Paperclip maximizer

From Issawiki
Revision as of 00:23, 23 March 2020 by Issa (talk | contribs)
Jump to: navigation, search

my understanding is that the paperclip maximizer example was intended to illustrate the following two concepts:

  • orthogonality thesis: intelligence/capability and values can vary orthogonally; a superintelligent AI need not realize that "making paperclips is stupid" and decide to maximize happiness instead
  • instrumental convergence: even if an AI isn't deliberately trying to hurt us (as a terminal value), it will still probably kill us because it is instrumentally valuable to acquire resources, disarm other agents that could interfere, etc.

However, the paperclip maximizer is sometimes also mentioned when talking about more realistic AI designs, and how a "random" goal that an unaligned AI would have is as valuable as paperclipping. (complexity of values, fragility of values)

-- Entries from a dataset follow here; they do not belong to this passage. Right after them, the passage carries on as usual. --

PR #420, opened 2022-08-02
Fix illegal quoting for csv2kdi with liberal_parsing parameter

mukhansk:
Try to fix the error "illegal quoting.

Try №1
with `liberal_parsing: true`

Screenshot 2022-08-02 at 12 16 54


annapoltieva (approved):
Let's give it a try!

PR #423, opened 2022-08-11
Update edgescan connector

ShayVD:
# Context

The connector was not properly ingesting kenna assets created from IP address CIDR or block ranges.
A typo was also present where the "external_id" field was being passed in as "external_asset_id".

# Changes

Updated the split IP range functions to make use of IPAddr library.
Fixed "external_id" typo.

The updated connector has been tested successfully.


tasks/connectors/edgescan/lib/edgescan_vulnerability.rb
```diff
@@ -28,8 +28,8 @@ def location_specifiers
         end
 
         def matching_location_specifier
-          location_specifiers.find { |specifier| specifier["id"] == location_specifier_id } ||
-            location_specifiers.find { |specifier| location.include?(specifier["location"]) }
+          location_specifiers.find { |specifier| not_ip_range?(specifier) && specifier["id"] == location_specifier_id } ||
```
whitfieldsdad, line 31: Why are we checking to see if an IP address is in an IP address range rather than directly comparing IP addresses? 

Isn't there already a 1:1 mapping between hosts and locations?

tasks/connectors/edgescan/lib/kenna_api.rb
```diff
@@ -15,9 +15,8 @@ def initialize(options)
 
         # Converts Edgescan location specifiers and vulnerabilities into Kenna assets and adds them to memory
         def add_assets(edgescan_location_specifiers, edgescan_vulnerabilities)
-          kenna_assets = edgescan_location_specifiers.map(&:to_kenna_asset).append(
-            edgescan_vulnerabilities.reject(&:matching_location_specifier).map(&:to_kenna_asset)
-          ).flatten
+          kenna_assets = edgescan_location_specifiers.map(&:to_kenna_asset).flatten.uniq!
+          kenna_assets.concat(edgescan_vulnerabilities.map(&:to_kenna_asset).uniq! - kenna_assets)
```
whitfieldsdad, line 19: Could we add some code comments here?

tasks/connectors/edgescan/lib/edgescan_vulnerability.rb
```diff
@@ -124,6 +124,10 @@ def url?
           !!(location =~ URI::DEFAULT_PARSER.make_regexp)
         end
 
+        def not_ip_range?(specifier)
```
whitfieldsdad, line 127: Why do we need to check if an IP address is in an IP address range?

tasks/connectors/edgescan/lib/edgescan_vulnerability.rb
ShayVD: Yes there is a 1:1 mapping as you say for hosts and vulnerabilities. This is more for vulnerabilities that do not have a corresponding host.

There is not always a 1:1 mapping between vulnerabilities and location specifier's locations. A locations specifier could have a URL location "https://test.example.com", and the vulnerability's location could be "https://test.example.com/some/further/page.html". Though the location is different we would want to group those vulnerabilities with that location specifier together.

If a host is unavailable, then the matching location specifier's location will be used as the vulnerability's external ID, and I did not want an external ID with an IP address range in it.

For example:
Host is available: external_id => "ES1234 {host.location}"
Host is unavailable, but there is a matching location specifier => "ES1234 {location_specifier.location" unless the location is an IP address range
Host and location specifier are unavailable => "ES1234 {vulnerability.location}"

tasks/connectors/edgescan/lib/edgescan_vulnerability.rb
ShayVD: We're checking that a vulnerability's location specifier is not an ip address range so that we don't use it in the vulnerability's external_id. See comment above.

tasks/connectors/edgescan/lib/kenna_api.rb
ShayVD: Fixed in [80d3673](https://github.com/KennaSecurity/toolkit/pull/423/commits/80d367334c28868936fff425357249bafd6dadd2)

whitfieldsdad (dismissed):

ShayVD:
Hey @mukhansk can we get a review on this PR please.

tasks/connectors/edgescan/lib/kenna_api.rb
```diff
@@ -11,13 +11,18 @@ def initialize(options)
           @kenna_api_key = options[:kenna_api_key]
           @kenna_connector_id = options[:kenna_connector_id]
           @output_dir = "#{$basedir}/#{options[:output_directory]}"
+          @skip_autoclose = false
+          @max_retries = 3
+          @kdi_version = 1
         end
```
mukhansk, line 17: Hi) I have reviewed the changes in this connector and all these changes look reasonable. There is one point that I am currently trying to investigate - the possibility of using the KENNA KDI format version 2. So I think it would be better to use version 2

ShayVD: Yeah I don't see why not. Tested and updated in 3f92116

mukhansk (approved):
You did a great job!

PR #424, opened 2022-08-11
retry 422, treat success field as string

sjbridge:
## SUP-969

# Problem
On the connector file upload endpoint Kenna returns a 422 in a very generic failure scenario when the file could not be persisted in Kenna. This can be a sporadic problem, so we should not immediately fail toolkit run attempts when this happens..

Another failure saw errors when we try to process a seeming empty response from Kenna. The current response processing doesn't correctly check for success in the response so some failures slip by

# Solution
-add UnprocessableEntity to a rescue statement with retries.
-check "success" field assuming it's string value
-treat lack of "success":"true" in response as a generic failure (which does retries)

### DIFF
--- a/lib/api/client.rb
+++ b/lib/api/client.rb
@@ -152,12 +152,11 @@ module Kenna
           )
 
           query_response_json = JSON.parse(query_response.body)
-          if query_response_json.fetch("success")=="true"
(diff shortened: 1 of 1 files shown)


annapoltieva (approved):
LGTM

PR #425, opened 2022-08-18
SUP-980-sentinel_fix_params_and_remove_api_check_step

sjbridge:
# SUP-980

## Problem
Client was seeing 401 unauthorized errors using the Whitehat/Sentinel toolkit task despite providing valid api token. Support discovered that the params provided to RestClient were not in the right form. After resolving that I ran into two other problems:
1. The task tries to "validate" the api token using an endpoint that doesn't seem to be documented and was returning 404
2. Accept header was not passed in correctly, so we were getting data back in unexpected XML

## Solution
1. fix params format to be {header1: value1, header2: value2, params:{urlparam1: "value1", urlparam2: "value2"}}
2. remove invalid validation call step - we can expect a 401 in later calls if there's a problem with the token
  - see: `https://apidocs.whitehatsec.com/whs/reference/`
  - was using a GET to '/' endpoint
3. specify accept: header explicitly

### DIFF
--- a/tasks/connectors/ntt_sentinel_dynamic/lib/api_client.rb
+++ b/tasks/connectors/ntt_sentinel_dynamic/lib/api_client.rb
@@ -17,13 +17,6 @@ module Kenna
           @page_size = page_size
         end
 
-        def api_key_valid?
-          get("/", retries: 0)
-          true
-        rescue Error
-          false
-        end
-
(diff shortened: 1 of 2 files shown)


nhenry012 (approved):
If the key is invalid the actual api call should return a 401. I do not think the additional validation for the token was needed.

PR #426, opened 2022-08-24
Update readme.md

caleb-eckenwiler:
Tags don't exist in findings. The item listed implies they are. That is incorrect. Adjusting the readme to be more accurate, moving Scan_type to additional information mapping along with adding additional data points that are mapped into addtl info.


mukhansk (approved):
This is a good remark

PR #434, opened 2022-09-22
Successful run snyk with new token

mukhansk:
Jira: [CON-1767](https://kennasecurity.atlassian.net/browse/CON-1767)

Fixes bugs that arise in the Lewis's clients.

Screenshots:
Screenshot 2022-09-22 at 12 49 43
Screenshot 2022-09-22 at 12 50 19
Screenshot 2022-09-22 at 17 48 40

### DIFF
--- a/tasks/connectors/snyk_v2/snyk_v2_task.rb
+++ b/tasks/connectors/snyk_v2/snyk_v2_task.rb
@@ -111,7 +111,6 @@ module Kenna
           types << "license" if @include_license
 
           while more_pages
-            page_num += 1
             issue_json = []
 
             project_ids.each_slice(500) do |sliced_ids|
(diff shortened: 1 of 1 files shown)


tasks/connectors/snyk_v2/snyk_v2_task.rb
```diff
@@ -125,9 +124,11 @@ def run(opts)
               }"
               print_debug "issue filter json = #{issue_filter_json}"
 
-              issue_json << client.snyk_get_issues(@page_size, issue_filter_json, page_num, @from_date, @to_date)
-              print_debug "issue json = #{issue_json}"
+              page_num += 1
+              issue_json << client.snyk_get_issues(@page_size, issue_filter_json, page_num, @from_date, @to_date) unless
```
ricardomontesCsc, line 128: The code looks good, but you could reduce the large of this line doing something like this:

`issue_json << client.snyk_get_issues(@page_size, issue_filter_json, page_num, @from_date, @to_date).compact`

this is gonna remove all `nil` values what would come from the method, so at the end of the code block the `array` will be flattened so that´s gonna remove all empty values.

ricardomontesCsc (approved):

tasks/connectors/snyk_v2/snyk_v2_task.rb
mukhansk: Thanks, that's a good idea, but it doesn't work in this case

PR #435, opened 2022-10-06
account for nil tags with the Wiz toolkit

tbowyer:
Summary

Kenna Support received a ticket about the Wiz toolkit failing due to this error
`/opt/app/toolkit/tasks/connectors/wiz/lib/vulns_mapper.rb:34:in `extract_tags': undefined method `map' for nil:NilClass (NoMethodError)`

After adding debug statements I found that some WIz vulnerableAsset objects have no tag info returned via the API.  I met with Wiz/SYSCO to discuss this and Wiz confirmed that in some rare cases, the payloads will have `nil` for the vulnerableAsset["tags"] field.  This change will force the toolkit to check for the existence of tags before it tries to extract_tags.

I tested the changes against my sandbox environment and valid KDI files were produced. After uploading the files they created valid asset/vuln records.


sjbridge (approved):
Looks like a fairly safe change to me.

venkatawunnava:
closing this pr and created a new one https://github.com/KennaSecurity/toolkit/pull/436

PR #450, opened 2022-12-20
better CVE regex

sjbridge:
# Problem
Wiz tookit connnector runs are sometimes failing due to invalid CVE identifiers: https://admin.sandbox.us.kennasecurity.com/admin/connector_runs/1621311

From looking at the failed data I found that Wiz provides definitions like "CVE-2017-NONE". The current regex we use matches the first part of this identifier.

# Solution
Improve the CVE matching regex we use so it only gets true CVEs


DegzKS (dismissed):
LGTM

BlakeHendersonKS (approved):

BlakeHendersonKS (approved):

PR #463, opened 2023-03-01
Get EC2 instance ID in WIZ

nhenry012:
Gets the EC2 Id in the Wiz connector if it is available and the cloud platform is AWS


algirald (approved):

sjbridge (approved):
LGTM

many discussions about the paperclip maximizer don't seem to realize which concepts the example is designed to illustrate, so they get derailed by comments like "but programming your AI to maximize paperclips is so stupid lol"

https://youtu.be/EXbUgvlB0Zo?t=8391 (go slightly earlier) -- rohin says that the paperclip maximizer example shows that it's actually hard to get an AI to make paperclips in a sane way. this seems to be not the main point of the paperclip maximizer example, but maybe i'm wrong about this.